I was trying to follow a tutorial/example on how to import Whatsapp chat text exports into a Pandas dataframe, found here.
When I tried to run it, there was an encoding issue (UnicodeDecodeError: 'charmap' codec can't decode byte 0x9d in position 1123: character maps to <undefined>
) and a type error (TypeError: data argument can't be an iterator
that I addressed using this SO post).
However, for some reason, when I pass in the file exported from Whatsapp with encoding='utf8'
(I tried other options but the file is UTF-8), it just produces an empty dataframe.
When it didn't work, I found the Stack Overflow post the author created to get their code, which is this one. But it seems to work seamlessly and doesn't have any errors.
This is the code:
import pandas as pd
import re
def parse_file(text_file):
'''Convert WhatsApp chat log text file to a Pandas dataframe.'''
# some regex to account for messages taking up multiple lines
pat = re.compile(r'^(\d\d\/\d\d\/\d\d\d\d.*?)(?=^^\d\d\/\d\d\/\d\d\d\d|\Z)', re.S | re.M)

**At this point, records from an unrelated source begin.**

PR #1584, opened 2026-04-15
3.0.0/project/dashboard

CalamityC:


rdmo/projects/assets/js/project/actions/projectActions.js
```diff
@@ -222,6 +222,41 @@ export function deleteProjectVisibility() {
...
+
+export function updateProjectTask(issueId, data) {
+  return function (dispatch, getState) {
+    dispatch(addToPending('updateProjectTask'))
+    dispatch({ type: actionTypes.UPDATE_PROJECT_TASK_INIT })
+
+    return ProjectApi.updateProjectTask(projectId, issueId, data)
+      .then(() => {
+        const state = getState()
+        const currentBundle = state.project.project
```
jochenklar, line 235: This should be called `currentProject` and `updatedProject`.

rdmo/core/assets/js/hooks/useFormattedDateTime.js
jochenklar, line 1: I don't think this should be a hook. We also already have `rdmo/core/assets/js/utils/date.js`, can we use this here. Its a different data format, but its consistent throuout RDMO.

rdmo/projects/assets/js/project/components/areas/Dashboard.js
```diff
@@ -1,46 +1,345 @@
...
+
+  const activeStepIssue = stepIssues.find((issue) => !isClosed(issue))
+
+  const taskIssues = issues.filter((issue) =>
+    getTaskType(issue) === 'task'
+  )
+
+  // console.log('task issues', taskIssues)
+
+  const visibleTaskIssues = taskIssues
```
jochenklar: I would make this a bit more compact, `taskIssues` sounds weird. Just `visibileTaskIssues`, `visibleRecommendationIssues`. Maybe just one `visible` array with the `id`s of all visible issues and then a lookup in the loop below.

rdmo/projects/assets/js/project/components/areas/Dashboard.js
```diff
@@ -1,46 +1,345 @@
...
+    .filter((issue) => showClosedTasks || !isClosed(issue))
+    .sort((a, b) => Number(isClosed(a)) - Number(isClosed(b)))
```
jochenklar, line 47: Why not just use the task order here again? This is about putting the closed tasks at the end right?

rdmo/projects/assets/js/project/components/areas/Dashboard.js
```diff
@@ -1,46 +1,345 @@
...
+    getTaskType(issue) === 'guidance'
+  ).sort((a, b) => a.task.order - b.task.order)
+
+  const toggleTaskDone = (issueId, currentStatus) => {
+    dispatch(updateProjectTask(issueId, {
+      status: currentStatus === 'closed' ? 'open' : 'closed'
+    }))
+  }
+
+  const renderDate = (date) => (
```
jochenklar, line 63: See about the data above.

rdmo/projects/assets/js/project/components/areas/Dashboard.js
```diff
@@ -1,46 +1,345 @@
...
+    date.map((dateValue) => useFormattedDateTime(dateValue, language, 'dateOnly')).join(' - ')
+  )
+
+  const renderTaskIssueTiles = (visibleIssues) => (
```
jochenklar: `const renderVisibleIssues`

rdmo/projects/assets/js/project/components/areas/Dashboard.js
```diff
@@ -1,46 +1,345 @@
...
+                  </div>
+                </>
+              )
+            }
+            {
+              taskIssues.length > 0 && (
+                <>
+                  <h2>{gettext('Tasks')}</h2>
+
+                  <div className="form-check form-switch mb-3">
```
jochenklar: This could be a separate `ShowClosedTasks` component.

rdmo/projects/assets/js/project/components/areas/Dashboard.js
```diff
@@ -1,46 +1,345 @@
...
+                        </Tile>
+                      ))
+                    }
+                  </div>
+                </>
+              )
+            }
+            {
+              selectedTaskIssue && (
+                <Modal
```
jochenklar: I think this could be a `TaskModal` component as well.

rdmo/projects/assets/js/project/components/helper/Tile.js
```diff
@@ -1,38 +1,75 @@
...
-      {title && <h2 className="fw-bold mb-2">{title}</h2>}
-      <div
-        className={`card border-0 bg-white rounded-3 shadow-sm p-0 ${tileStyleClass}`}
-        style={onClick ? { cursor: 'pointer' } : undefined}
-        onClick={onClick}
-      >
-        <div className="card-body">
-          {children}
-        </div>
+    <div
```
jochenklar: This needs to be nested:

```
    <div className={`${sizeClasses[size]} ${className}`}>
      <div
        className="card card-tile rounded-3 h-100"
        onClick={onCardClick}
        style={onCardClick ? { cursor: 'pointer' } : undefined}
      >
```

(without the `mb-4`), otherwise `g-4` (which sets the gap consistently) does not work on the enclosing `<div className="row g-4">`.

In general its better to have separate div "layers" for `.row -> .col -> actual element`.

Also, lets use `import classNames from 'classnames'` for this kind of class concatinations.

jochenklar (approved):
Thanks! I think we can merge this. If you have time for the small changes today, then please implement them (it should not take to long). Otherwise we do it later on the rebased branch.

rdmo/core/assets/js/hooks/useFormattedDateTime.js
CalamityC: This hook existed and is used already.

rdmo/projects/assets/js/project/actions/projectActions.js
CalamityC: The project is only one part of a bundle of various objects like memberships. snapshots, tasks etc.
Only the project inside that bundle should be updated. So in my opinion bundle is the correct terminology for that case, and it is also used already in that same file.

rdmo/projects/assets/js/project/components/areas/Dashboard.js
CalamityC: Yes. And that would not work with task order, would it?

rdmo/projects/assets/js/project/actions/projectActions.js
jochenklar: Ah, I see, keep it then. I will think of a better name later. The whole `state.project.project` is not ideal.

rdmo/core/assets/js/hooks/useFormattedDateTime.js
jochenklar: Yes but this is not a hook and its inconsitent, I will write an issue for later.

rdmo/projects/assets/js/project/components/areas/Dashboard.js
jochenklar: Just `taskIssues` and `visibleTaskIssues` and `recommendationIssues` and `visibleRecommendationIssues`.

rdmo/projects/assets/js/project/components/areas/Dashboard.js
CalamityC: That is not reducing the written lines much but I did it anyway. I called it `ShowClosedIssues`, because task is (as recommendation) more referred to a type of issue in Dashboard component.

rdmo/projects/assets/js/project/components/areas/Dashboard.js
CalamityC: I'm changing the `selectedTaskIssue` state to `selectedIssue`, therefore named the component `IssueModal`

jochenklar (approved):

with open(text_file) as f:
data = [m.group(1).strip().replace('\n', ' ') for m in pat.finditer(f.read())]
sender = []; message = []; datetime = []
for row in data:
# timestamp is before the first dash
datetime.append(row.split(' - ')[0])
# sender is between am/pm, dash and colon
try:
s = re.search('m - (.*?):', row).group(1)
sender.append(s)
except:
sender.append('')
# message content is after the first colon
try:
message.append(row.split(': ', 1)[1])
except:
message.append('')
df = pd.DataFrame(zip(datetime, sender, message), columns=['timestamp', 'sender', 'message'])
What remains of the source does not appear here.